Eighty patients with manifest or concealed Wolff-Parkinson-White (WPW) syndrome underwent catheter ablation of 86 accessory pathways (AP) using radiofrequency current. There are 65 AP located on the left side and 21 on the right side of the heart. The atrioventricular reciprocating tachycardia was previously documented in 77 patients and atrial fibrillation with a rapid ventricular response in 21 patients. Ablation was attempted via a catheter positioned at the atrial aspect of the tricuspid annulus in patients with a right-sided AP and via a catheter positioned in the left ventricle directly below the mitral annulus in patients with a left-sided AP. AP conduction was permanently abolished in 82 of the 86 pathways (95%). The number of radiofrequency current applications for these 82 successfully ablated AP was 7.6±0.9. Of the 65 left-sided and 21 right-sided AP, 62 (95%) and 20 AP (95%) were successfully ablated, respectively.
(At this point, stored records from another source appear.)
PR #348, opened 2022-07-29
Add support for soft value groups

EstebanOlmedo:
This adds the soft attribute to value parameter value groups. Types in
a soft value group won't call their providers if they are the only value
that it's provided by these constructors. This helps to avoid providing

The current application to the right-sided AP was 16.7±2.2, which was greater than that to the left-sided one (4.7±0.6, p<0.001). No serious complication was observed in any case. Catheter ablation of AP using radiofrequency current is an effective and safe therapeutic modality for patients with symptomatic WPW syndrome.
(Internal Medicine 34: 233-239, 1995)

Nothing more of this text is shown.